San Francisco’s policies are not unique, Mirkarimi said, explaining that hundreds of other municipalities across the country have rejected ICE detainers as legal means to detain undocumented inmates who are otherwise eligible for legal release.
Two federal courts have ruled that civil immigration detainers are issued without probable cause and therefore violate the U.S. Constitution’s Fourth Amendment.
Mirkarimi said that when his office was contacted by the Federal Bureau of Prisons in Victorville on March 23 inquiring about a bench warrant out of San Francisco stemming from Lopez-Sanchez’s arrest for selling $20 worth of marijuana at United Nations Plaza in 1995, his office confirmed the warrant and Lopez-Sanchez was transferred from federal prison to San Francisco County Jail.
The San Francisco court dismissed the 20-year-old charges against Lopez-Sanchez and the sheriff’s department held him in custody for another two weeks while they tried to determine if Lopez-Sanchez had any outstanding warrants.
Because ICE failed to get a judicial order or warrant, Mirkarimi said that on April 15, Lopez-Sanchez was released onto the streets of San Francisco.

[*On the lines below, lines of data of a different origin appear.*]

PR #67, opened 2016-07-23
Treegen and rendering tweaks/fixes and cleanup

jonas-schievink:
* `debug!` the config we use
* Fix growing of new tree branches
 * Their growing direction wasn't randomized properly
* Higher chance of growing branches out of the trunk
* Stop extending branches when they have a diameter of <1mm
* Add an FPS counter which prints the FPS to the console every second
* Make `HeightType` a tiny bit less confusing
* Chunk rendering: Drop the `scale_matrix` and pass a `height` instead
* Make material colors RGB instead of RGBA
 * The shader ignored the Alpha channel anyways
 * I'm not convinced that we need or want transparent ground

### DIFF
--- a/base/src/gen/plant/tree.rs
+++ b/base/src/gen/plant/tree.rs
@@ -173,7 +173,7 @@ impl TreeGen {
         // calculate the cross product between it and `parent_dir`.
         // This gets us a vector perpendicular to `parent_dir`, which we can rotate
         // `parent_dir` around to tilt it by `angle` degrees.
-        let mut rand_vec = Vector3f::rand(rng).normalize();
+        let mut rand_vec = Vector3f::rand(rng);
         while rand_vec.angle(parent_dir).approx_eq(&Rad::new(0.0)) {
             // They're parallel, so generate a new vector. This is probably unnecessary,
             // but someone
@@ -185,7 +185,7 @@ impl TreeGen {
         let rot_vec = parent_dir.cross(rand_vec);
 
         // Tilt the growing direction of the parent branch by about 90° to get the
-        // direction of the
+        // direction of the new branch
         let tilt_rotation = Basis3::from_axis_angle(rot_vec, Deg::new(angle).into());
 
         let spin_angle = range_sample(&(0.0..360.0), rng);
--- a/base/src/gen/plant/tree.rs
+++ b/base/src/gen/plant/tree.rs
@@ -1,7 +1,8 @@
 //! Generates random trees and tree-like plants.
 
 use prop::plant::{Branch, ControlPoint};
-use math::{Basis3, Deg, Euler, InnerSpace, Point3f, Rotation, Vector1, Vector3f};
+use math::{ApproxEq, Basis3, Deg, Euler, InnerSpace, Point3f, Rad, Rotation, Rotation3, Vector1,
+           Vector3f};
 use rand::{Rand, Rng};
 use rand::distributions::range::SampleRange;
 use rand::distributions::{self, IndependentSample};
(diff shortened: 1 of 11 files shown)


base/src/gen/plant/tree.rs
```diff
@@ -1,7 +1,8 @@
 //! Generates random trees and tree-like plants.
 
 use prop::plant::{Branch, ControlPoint};
-use math::{Basis3, Deg, Euler, InnerSpace, Point3f, Rotation, Vector1, Vector3f};
+use math::{ApproxEq, Basis3, Deg, Euler, InnerSpace, Point3f, Rad, Rotation, Rotation3, Vector1,
+           Vector3f};
```
LukasKalbertodt: Nearly everywhere else we `use math::*;`. I think it's OK to use wildcard imports for `math` and `math` alone.

jonas-schievink: https://osnacs.github.io/plantex/cgmath/trait.PartialOrd.html conflicts with the `std` trait of the same name /:

I explicitly named it via `cmp::PartialOrd` to work around this

base/src/gen/plant/tree.rs
```diff
@@ -157,20 +167,33 @@ impl TreeGen {
...
+        // AWESOME hack: Generate *any* vector that is not parallel to `parent_dir`,
+        // calculate the cross product between it and `parent_dir`.
+        // This gets us a vector perpendicular to `parent_dir`, which we can rotate
+        // `parent_dir` around to tilt it by `angle` degrees.
+        let mut rand_vec = Vector3f::rand(rng).normalize();
+        while rand_vec.angle(parent_dir).approx_eq(&Rad::new(0.0)) {
+            // They're parallel, so generate a new vector. This is probably unnecessary,
+            // but someone
+            // who *actually* knows their math instead of faking it should check.
+            rand_vec = Vector3f::rand(rng);
```
LukasKalbertodt: This vector should be normalized as well, if you already normalize it 5 lines above. It doesn't need to be normalized, but normalizing it will increase floating point accuracy a bit, I think.

I would also suggest not passing `Rad::new(0.0)`, but a very small non-zero number. If the angle between the two vectors is very close to zero, the floating point math for calculating the cross product and using it will be rather inaccurate.

base/src/gen/plant/tree.rs
```diff
@@ -157,20 +167,33 @@ impl TreeGen {
...
+        }
+
+        // Create vector around we'll tilt `parent_dir`
+        let rot_vec = parent_dir.cross(rand_vec);
+
+        // Tilt the growing direction of the parent branch by about 90° to get the
+        // direction of the
```
LukasKalbertodt: Unfinished comment?

base/src/gen/plant/tree.rs
jonas-schievink: I only normalized it above because I wasn't sure what would happen if the random vector ends up extremely large.

The `approx_eq` should in theory already use such a threshold.

base/src/gen/plant/tree.rs
```diff
@@ -157,20 +167,33 @@ impl TreeGen {
...
+        let tilt_rotation = Basis3::from_axis_angle(rot_vec, Deg::new(angle).into());
+
+        let spin_angle = range_sample(&(0.0..360.0), rng);
+
+        // Then rotate this vector randomly (0-360°) around the parent branch
+        let around_we_go = Basis3::from_axis_angle(parent_dir, Deg::new(spin_angle).into());
+
+        around_we_go.rotate_vector(tilt_rotation.rotate_vector(parent_dir))
```
LukasKalbertodt: To get `tilt_rotation` we already generate a random vector that is not parallel to `parent_dir`. So it shouldn't be necessary to rotate the tilted vector by a random amount again, right?

jonas-schievink: `Vector3f::rand` will return a vector with all elements in the range `[0..1)`... apparently. So when I don't do this the trees look worse since all branches point in roughly the same direction.

base/src/gen/plant/tree.rs
jonas-schievink: Okay since `rand_vec` will only have elements in range `[0..1)` (see comment below), the `.normalize()` is unnecessary.

PR #70, opened 2016-07-24
Remove `config.toml`: it's user specfic and shouldn't be in git

LukasKalbertodt:


jonas-schievink:
Maybe also put it in the `.gitignore` and ship a `config.toml.example` instead?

When asked if he would have done anything differently knowing that Lopez-Sanchez would go on to become the key suspect in a homicide, Mirkarimi said he would have gone down to ICE’s offices on Sansome Street and tell them to do their jobs and get the court order.
Mirkarimi said that ICE needs to provide warrants or court orders, but said that there are indications that ICE is understaffed and doesn’t have the resources to handle such tasks.
In the first six months of 2015, Mirkarimi said his department has not honored any ICE detainers, yet ICE continues to issue them and fails to get court orders.
San Francisco’s Due Process for All law prohibits San Francisco authorities from keeping a person in custody solely based on their immigration status, unless an individual has a prior conviction for a violent offense.
However, the ordinance doesn’t differentiate between an undocumented immigrant who has been convicted of a felony and an undocumented immigrant who has been convicted of a misdemeanor offense.
San Francisco Mayor Ed Lee said he has made sure that no legislation eliminates the sheriff’s “ability to make a case-by-case determination about honoring U.S. Immigration and Customs Enforcement detainers.”
Lee said the sanctuary city policies should not create a safe harbor for convicted, violent felons.
But Lopez-Sanchez wasn’t convicted of any violent felonies.
Under the Priority Enforcement Program, ICE officials must specify that the undocumented immigrant in question is subject to a final order of removal or that there is other sufficient probable cause to find that the person is a removable alien.
Following the Nov. 20, 2014, creation of the Priority Enforcement Program, Secretary Johnson stated in a memo that, “Due to limited resources, DHS and its Components cannot respond to all immigration violations or remove all persons illegally in the United States” and must “ensure that use of its limited resources” is devoted to the pursuit of national security, border security, and public safety.
As a five-time deportee, Lopez-Sanchez posed the highest civil immigration enforcement priority, but ICE failed to get the necessary court order to remand him into their custody for deportation, Mirkarimi said.